Collected data
..............................

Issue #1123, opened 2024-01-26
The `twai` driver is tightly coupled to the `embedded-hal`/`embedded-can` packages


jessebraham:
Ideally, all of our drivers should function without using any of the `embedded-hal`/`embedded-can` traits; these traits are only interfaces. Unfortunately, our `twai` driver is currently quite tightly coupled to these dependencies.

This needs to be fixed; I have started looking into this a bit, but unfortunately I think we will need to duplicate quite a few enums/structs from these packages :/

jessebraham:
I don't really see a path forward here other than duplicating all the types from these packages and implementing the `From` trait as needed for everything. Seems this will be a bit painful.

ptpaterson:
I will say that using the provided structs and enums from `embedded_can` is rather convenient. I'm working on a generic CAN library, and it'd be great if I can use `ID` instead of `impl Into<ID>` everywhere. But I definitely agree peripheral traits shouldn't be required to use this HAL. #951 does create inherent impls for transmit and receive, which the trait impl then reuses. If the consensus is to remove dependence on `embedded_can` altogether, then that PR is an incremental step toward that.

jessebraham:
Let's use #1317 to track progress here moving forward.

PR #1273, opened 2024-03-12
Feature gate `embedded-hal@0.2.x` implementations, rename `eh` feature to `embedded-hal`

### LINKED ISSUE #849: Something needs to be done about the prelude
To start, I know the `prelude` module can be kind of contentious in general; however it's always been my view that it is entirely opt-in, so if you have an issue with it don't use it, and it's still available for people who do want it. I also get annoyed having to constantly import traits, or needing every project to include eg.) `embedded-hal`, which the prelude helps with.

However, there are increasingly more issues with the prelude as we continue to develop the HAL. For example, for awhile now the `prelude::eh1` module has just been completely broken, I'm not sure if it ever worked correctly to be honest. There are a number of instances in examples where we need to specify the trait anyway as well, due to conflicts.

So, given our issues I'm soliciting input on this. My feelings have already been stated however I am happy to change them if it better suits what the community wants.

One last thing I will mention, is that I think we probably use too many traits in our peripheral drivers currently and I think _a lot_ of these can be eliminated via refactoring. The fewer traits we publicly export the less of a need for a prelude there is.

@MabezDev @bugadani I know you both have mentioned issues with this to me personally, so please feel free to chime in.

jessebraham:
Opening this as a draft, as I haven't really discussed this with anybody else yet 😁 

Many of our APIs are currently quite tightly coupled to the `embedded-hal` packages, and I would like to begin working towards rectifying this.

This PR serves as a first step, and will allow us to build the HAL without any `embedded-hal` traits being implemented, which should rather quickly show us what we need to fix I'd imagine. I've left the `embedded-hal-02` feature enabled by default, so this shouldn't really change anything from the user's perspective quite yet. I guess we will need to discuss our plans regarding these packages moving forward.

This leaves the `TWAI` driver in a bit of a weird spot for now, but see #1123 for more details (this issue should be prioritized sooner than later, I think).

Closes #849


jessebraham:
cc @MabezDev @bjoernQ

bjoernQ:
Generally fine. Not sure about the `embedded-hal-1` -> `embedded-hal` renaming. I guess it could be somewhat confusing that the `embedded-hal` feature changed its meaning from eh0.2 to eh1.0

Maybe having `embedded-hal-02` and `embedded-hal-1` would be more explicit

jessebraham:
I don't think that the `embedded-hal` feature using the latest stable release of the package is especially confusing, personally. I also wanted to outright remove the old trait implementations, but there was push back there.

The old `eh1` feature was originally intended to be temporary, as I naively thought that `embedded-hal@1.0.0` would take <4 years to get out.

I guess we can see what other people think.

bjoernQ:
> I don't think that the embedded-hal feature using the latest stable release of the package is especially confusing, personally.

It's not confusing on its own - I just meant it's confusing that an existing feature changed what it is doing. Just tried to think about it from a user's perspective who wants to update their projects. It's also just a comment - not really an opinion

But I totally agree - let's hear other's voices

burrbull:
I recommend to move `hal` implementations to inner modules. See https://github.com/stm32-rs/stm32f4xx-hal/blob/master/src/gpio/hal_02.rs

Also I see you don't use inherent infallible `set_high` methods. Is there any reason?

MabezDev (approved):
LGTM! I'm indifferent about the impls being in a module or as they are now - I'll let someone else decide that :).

..............................

— Task description —
Look back at the entries above and repeat, unchanged, every line from the line holding "Many of our" through the line holding "Generally fine. Not".

— Finished task —
Many of our APIs are currently quite tightly coupled to the `embedded-hal` packages, and I would like to begin working towards rectifying this.

This PR serves as a first step, and will allow us to build the HAL without any `embedded-hal` traits being implemented, which should rather quickly show us what we need to fix I'd imagine. I've left the `embedded-hal-02` feature enabled by default, so this shouldn't really change anything from the user's perspective quite yet. I guess we will need to discuss our plans regarding these packages moving forward.

This leaves the `TWAI` driver in a bit of a weird spot for now, but see #1123 for more details (this issue should be prioritized sooner than later, I think).

Closes #849


jessebraham:
cc @MabezDev @bjoernQ

bjoernQ:
Generally fine. Not sure about the `embedded-hal-1` -> `embedded-hal` renaming. I guess it could be somewhat confusing that the `embedded-hal` feature changed its meaning from eh0.2 to eh1.0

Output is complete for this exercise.